以下に、図を用いて本発明のリアクトルの実施形態について説明する。
図1および図2は、本発明のリアクトルを、インバータ等に用いられる直流昇圧用リアクトルに用いた場合を示す実施形態である。
図2は、リアクトル1のエポキシ樹脂にて覆う前の状態を示す図である。図2に示すように、鉄心7が、銅線が螺旋状に巻かれてなる2個のコイル6に挿入される。

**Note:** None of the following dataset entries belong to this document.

Issue #9352, opened 2016-10-13
providers/consul: support setting ID on consul_service


dmportella:
Hi there,

Right now the resource `consul_service` *does not* support the resource count features very well because since the consul record identifier is created from the name you give to the record ([Reference](https://www.terraform.io/docs/providers/consul/r/service.html#id)) you can't create record with the same `name` but different `identifiers` which allows you to use `consul` dns load balancer feature.

### Terraform Version
> Terraform v0.7.5

### Affected Resource(s)
- consul_service

### Terraform Configuration Files
```
# Docker provider
provider "docker" {
	host = "unix:///var/run/docker.sock"
}

# Consul Provider
provider "consul" {
	address	= "http://localhost:8500"
	datacenter = "dc1"
	scheme	 = "http"
}

variable "elastic_count" {
	type = "string"
	default = "4"
}

resource "docker_image" "elastic" {
	name = "elasticsearch:2.4.1"
}

# Create a container
resource "docker_container" "elastic" {
	count = "${var.elastic_count}"
	image = "${docker_image.elastic.name}"
	name = "elastic-${format("%02d", count.index+1)}"
	
	hostname = "elastic-${format("%02d", count.index+1)}"

	restart = "always"
	memory = 512

	dns = ["172.17.0.1"]

	labels {
		type = "elastic"
	}

	volumes {
		container_path  = "/usr/share/elasticsearch/data"
		host_path = "/home/dmportella/_workspaces/terraform/consul/data/elastic/data.${format("%d", count.index+1)}"
		read_only = false
	}

	volumes {
		container_path  = "/usr/share/elasticsearch/config"
		host_path = "/home/dmportella/_workspaces/terraform/consul/configs/elastic"
		read_only = false
	}
}

resource "consul_service" "elastic-single" {
    depends_on = ["null_resource.consul_provisioned"]
    count = "${var.elastic_count}"

    address = "${element(docker_container.elastic.*.ip_address, count.index)}"
    name = "elastic-${format("%02d", count.index+1)}"
    port = 9200
    tags = ["elastic"]
}

resource "consul_service" "elastic-cluster" {
    depends_on = ["null_resource.consul_provisioned"]
    count = "${var.elastic_count}"

    id = "elastic-cluster-${format("%02d", count.index+1)}"
    address = "${element(docker_container.elastic.*.ip_address, count.index)}"

    name = "elastic"
    port = 9200
    tags = ["elastic", "cluster"]
}
```
[...]

PR #9366, opened 2016-10-14
provider/consul: Fixes for consul_service resource

dmportella:
Added `service_id` in place of `id` for resource.
modified created, read, update to use `service_id`
modified tests to include `service_id`.
modified documentation for consul_service to include new value.

Tests results

CONSUL_HTTP_ADDR=localhost:8500 make testacc TEST=./builtin/providers/consul/

2016/10/14 14:43:05 Generated command/internal_plugin_list.go
TF_ACC=1 go test ./builtin/providers/consul/ -v  -timeout 120m
--- PASS: TestAccDataConsulKeys_basic (0.05s)
=== RUN   TestAccConsulAgentService_basic
--- PASS: TestAccConsulAgentService_basic (0.05s)
=== RUN   TestAccConsulCatalogEntry_basic
--- PASS: TestAccConsulCatalogEntry_basic (0.06s)
=== RUN   TestAccConsulKeyPrefix_basic
--- PASS: TestAccConsulKeyPrefix_basic (0.19s)
=== RUN   TestConsulKeysMigrateState
--- PASS: TestConsulKeysMigrateState (0.00s)
=== RUN   TestConsulKeysMigrateState_empty
--- PASS: TestConsulKeysMigrateState_empty (0.00s)
=== RUN   TestAccConsulKeys_basic
--- PASS: TestAccConsulKeys_basic (0.13s)
=== RUN   TestAccConsulNode_basic
--- PASS: TestAccConsulNode_basic (0.05s)
=== RUN   TestAccConsulPreparedQuery_basic
--- PASS: TestAccConsulPreparedQuery_basic (0.12s)
=== RUN   TestAccConsulService_basic
--- PASS: TestAccConsulService_basic (0.05s)
=== RUN   TestResourceProvider
--- PASS: TestResourceProvider (0.00s)
=== RUN   TestResourceProvider_impl
--- PASS: TestResourceProvider_impl (0.00s)
=== RUN   TestResourceProvider_Configure
--- PASS: TestResourceProvider_Configure (0.00s)
=== RUN   TestResourceProvider_ConfigureTLS
--- PASS: TestResourceProvider_ConfigureTLS (0.00s)
PASS
ok  	github.com/hashicorp/terraform/builtin/providers/consul	0.708s

Refs: #9352

### DIFF
--- a/builtin/providers/consul/resource_consul_service.go
+++ b/builtin/providers/consul/resource_consul_service.go
@@ -22,9 +22,11 @@ func resourceConsulService() *schema.Resource {
 				ForceNew: true,
 			},
 
-			"id": &schema.Schema{
+			"service_id": &schema.Schema{
 				Type:     schema.TypeString,
+				Optional: true,
 				Computed: true,
+				ForceNew: true,
 			},
 
 			"name": &schema.Schema{
@@ -53,7 +55,13 @@ func resourceConsulServiceCreate(d *schema.ResourceData, meta interface{}) error
 	agent := client.Agent()
 
 	name := d.Get("name").(string)
-	registration := consulapi.AgentServiceRegistration{Name: name}
+	identifier := name
+
+	if serviceId, ok := d.GetOk("service_id"); ok {
+		identifier = serviceId.(string)
+	}
+
+	registration := consulapi.AgentServiceRegistration{Name: name, ID: identifier}
 
 	if address, ok := d.GetOk("address"); ok {
 		registration.Address = address.(string)
@@ -79,12 +87,13 @@ func resourceConsulServiceCreate(d *schema.ResourceData, meta interface{}) error
 	// Update the resource
 	if serviceMap, err := agent.Services(); err != nil {
 		return fmt.Errorf("Failed to read services from Consul agent: %v", err)
-	} else if service, ok := serviceMap[name]; !ok {
-		return fmt.Errorf("Failed to read service '%s' from Consul agent: %v", name, err)
+	} else if service, ok := serviceMap[identifier]; !ok {
+		return fmt.Errorf("Failed to read service '%s' from Consul agent: %v", identifier, err)
 	} else {
-		d.Set("address", service.Address)
-		d.Set("id", service.ID)
 		d.SetId(service.ID)
+
+		d.Set("address", service.Address)
+		d.Set("service_id", service.ID)
 		d.Set("name", service.Service)
 		d.Set("port", service.Port)
 		tags := make([]string, 0, len(service.Tags))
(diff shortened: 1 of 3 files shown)


stack72:
Hi @dmportella 

Thanks for the work here - unfortunately, we can't just rename a parameter. This causes backward incompatibilities for people using the resource right now. What we have to do is:

* introduce a new parameter
* add a conflicts_with attribute to each to make sure both are not set
* add a deprecation to the old parameter to make sure users know it will be removed in a newer version
* have the ability that both parameters can be used to send the value to the cloud provider

Paul

apparentlymart:
@stack72 I think in this case things are a little more nuanced because Terraform treats the "id" attribute as a special-case alias for the instance id (as in `d.SetId`).

I remember while working on data sources that I had to make a special effort to support user-settable `id` attributes for looking up things by id, because there is an implicit schema on all resources that sets `id` as computed. I expect that's the same trouble that is being addressed here.

All of this ramble is to say: I don't think it is necessary to preserve the explicit `id` attribute here because it is handled automatically by `helper/schema` as long as `SetId` is called.

dmportella:
@stack72 I know I did consider the backwards compatibility, @apparentlymart is correct I noticed the `Id` is already used by terraform itself for the framework.

Set ID is definitely called on create and update so someone can still extract it since previously this property was never `settable` it could only be exported and that should still work since I set both service_id and call `r.SetID` with the same value. Notice that the tests still check for `ID` and they still pass.

@stack72 I agree with the the idea but i think this might be a special case because `ID` is like a `protected` keyword for terraform. 

> have the ability that both parameters can be used to send the value to the cloud provider

**^ This still be true always**

> add a deprecation to the old parameter to make sure users know it will be removed in a newer version

**^ The parameter cant be removed since it is an integral part of terraform.**

> introduce a new parameter

**^ this is done :+1: ;)**

> add a conflicts_with attribute to each to make sure both are not set

**^ I am happy to add this but I am not sure what to do here if you could provide examples...**

stack72:
Hi @dmportella 

After reading what @apparentlymart said, this PR is now indeed correct :)

```
% make testacc TEST=./builtin/providers/consul                                                                                            1 ↵
2016/10/26 13:05:52 Generated command/internal_plugin_list.go
TF_ACC=1 go test ./builtin/providers/consul -v  -timeout 120m
--- PASS: TestAccDataConsulKeys_basic (0.04s)
=== RUN   TestAccConsulAgentService_basic
--- PASS: TestAccConsulAgentService_basic (0.04s)
=== RUN   TestAccConsulCatalogEntry_basic
--- PASS: TestAccConsulCatalogEntry_basic (0.05s)
=== RUN   TestAccConsulKeyPrefix_basic
--- PASS: TestAccConsulKeyPrefix_basic (0.09s)
=== RUN   TestConsulKeysMigrateState
--- PASS: TestConsulKeysMigrateState (0.00s)
=== RUN   TestConsulKeysMigrateState_empty
--- PASS: TestConsulKeysMigrateState_empty (0.00s)
=== RUN   TestAccConsulKeys_basic
--- PASS: TestAccConsulKeys_basic (0.11s)
=== RUN   TestAccConsulNode_basic
--- PASS: TestAccConsulNode_basic (0.02s)
=== RUN   TestAccConsulPreparedQuery_basic
--- PASS: TestAccConsulPreparedQuery_basic (0.07s)
=== RUN   TestAccConsulService_basic
--- PASS: TestAccConsulService_basic (0.07s)
=== RUN   TestResourceProvider
--- PASS: TestResourceProvider (0.00s)
=== RUN   TestResourceProvider_impl
--- PASS: TestResourceProvider_impl (0.00s)
=== RUN   TestResourceProvider_Configure
--- PASS: TestResourceProvider_Configure (0.00s)
=== RUN   TestResourceProvider_ConfigureTLS
--- PASS: TestResourceProvider_ConfigureTLS (0.00s)
PASS
ok  	github.com/hashicorp/terraform/builtin/providers/consul	0.507s
```

Thanks for the work here!

Paul

dmportella:
No worries glad to help!

PR #9370, opened 2016-10-14
provider/google: Ensure we don't assert on nil

### LINKED ISSUE #8609: Terraform panics when running plan after upgrading from 0.6.16 -> 0.7.2
I am attempting to upgrade terraform for a Google project from 0.6.16 -> 0.7.2. So far I have been unsuccessful in doing so. After making the necessary syntax updates, I consistently receive a panic when running plan or apply on the project. If I destroy the project and then rebuild the whole thing with 0.7.2 there is no issue. The panic only occurs when project is built with 0.6.16, the state file still exists, and then a terraform command is run with version 0.7.2.

### Terraform Version
Updating from 0.6.16 -> 0.7.2. Issues happen when running 0.7.2 with a state file from 0.6.16.

### Affected Resource(s)
Crashes

### Panic Output
https://gist.github.com/conord33/ed26056e5165b126ffa564af2e85f579

### Expected Behavior
When running plan with the upgraded version, I should see a plan with no actions to take.

### Actual Behavior
Crash

### LINKED ISSUE #9359: Terraform panics when running plan
### Terraform Version
0.6.16
Unable to upgrade because of a similar issue in #8609 

### Affected Resource(s)
- google_compute_target_pool

### Panic Output
https://gist.github.com/caseylang/d9278e9551db9d080155effa449e858c

### Expected Behavior
The plan should have been applied

### Actual Behavior
The plan panicked.

### References
- #8609

It's possible this issue is as well fixed by 6ee98a72e850803e8597b01111db2b9a3a15d33a but I thought this this is the first indication of this problem occurring with a 0.6.16 plan during an apply, it was worth creating a ticket. 

I should also bring up that, as opposed to `terraform plan` failing when using `0.7.2`, `terraform plan` runs without issue here. Only during `apply` does Terraform panic.

jen20:
This commit tests whether an interface is nil before type asserting it to string - this should fix the panic reported in #8609 and #9359.

We also clean up the schema definition to the newer style without redundant type declarations.

Fixes #8609, fixes #9359.

### DIFF
--- a/builtin/providers/google/resource_compute_target_pool.go
+++ b/builtin/providers/google/resource_compute_target_pool.go
@@ -21,38 +21,38 @@ func resourceComputeTargetPool() *schema.Resource {
 		},
 
 		Schema: map[string]*schema.Schema{
-			"name": &schema.Schema{
+			"name": {
 				Type:     schema.TypeString,
 				Required: true,
 				ForceNew: true,
 			},
 
-			"backup_pool": &schema.Schema{
+			"backup_pool": {
 				Type:     schema.TypeString,
 				Optional: true,
 				ForceNew: false,
 			},
 
-			"description": &schema.Schema{
+			"description": {
 				Type:     schema.TypeString,
 				Optional: true,
 				ForceNew: true,
 			},
 
-			"failover_ratio": &schema.Schema{
+			"failover_ratio": {
 				Type:     schema.TypeFloat,
 				Optional: true,
 				ForceNew: true,
 			},
 
-			"health_checks": &schema.Schema{
+			"health_checks": {
 				Type:     schema.TypeList,
 				Optional: true,
 				ForceNew: false,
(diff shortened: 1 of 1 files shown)


builtin/providers/google/resource_compute_target_pool.go
```diff
@@ -91,7 +91,12 @@ func resourceComputeTargetPool() *schema.Resource {
 func convertStringArr(ifaceArr []interface{}) []string {
 	arr := make([]string, len(ifaceArr))
 	for i, v := range ifaceArr {
-		arr[i] = v.(string)
```
jbardin: this is a rare case where ignoring the `ok` is useful: `arr[i], _ = v.(string)` replaces the if-else

jen20: :+1: that's much nicer.

jbardin:
LGTM

caseylang:
Thanks for the work @jen20!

該コイル6は、直列又は並列に接続され、端子5が接続され、該端子5が外部に引き出されリアクトルの機能を果たす。
前記鉄心7に、固定金具4を固着する。該固定金具4を用いて位置決めを行い、リアクトル1を金型へ配置する。
金型に前記リアクトル1を配置後、予熱処理を行い、耐クラック性を有するエポキシ樹脂を真空中で金型内に注入し、加熱硬化を行う。耐クラック性を有するエポキシ樹脂を用いて覆うことにより、耐久性のあるリアクトルが可能となる。硬化後、金型から脱型し、エポキシ樹脂層2で覆われたリアクトル1を取り出す。
前記エポキシ樹脂で覆う際、前記固定金具4および前記端子5の一部は、前記エポキシ樹脂層2の表面に露出した状態で覆う。又、前記端子5が前記コイル6と接続された状態で、前記端子5、前記コイル6および前記鉄心6と一体で前記エポキシ樹脂にて覆われ、前記端子5が引き出されている部分が端子台部8となる。端子台部8が一体となることにより、市販の端子台が不用となり、部品点数を少なくすることができる。
本発明のリアクトルに用いるエポキシ樹脂としては特に限定されるものではなく、一般的なエポキシ樹脂や耐クラック性または、難燃性を有するエポキシ樹脂を使用してもよい。また、必要に応じて耐熱性、高熱伝導性、難燃性を高める目的で無機物や各種難燃剤を添加しても問題ない。
こうしてできた前記エポキシ樹脂層2の表面を、ブラスト機等により、粗化する。これは、この後に行うアルミ金属の被膜3をより強固に付着するためである。粗化の後、前記エポキシ樹脂層2の粗化された表面に電気アルミ溶射を全周に施し、アルミ金属の被膜3で覆う。この際、端子台部8は除いて、電気アルミ溶射を行わなければならない。アルミ金属の被膜3の厚さは、通電性を有する範囲で薄くするのが好ましい。
前記固定金具4が、前記エポキシ樹脂層2から露出され、前記エポキシ樹脂層2の表面に形成された前記アルミ金属の被膜3と接することにより、前記鉄心7が、前記固定金具4を介して接地される事が可能となり、接地のための部品が不用となる。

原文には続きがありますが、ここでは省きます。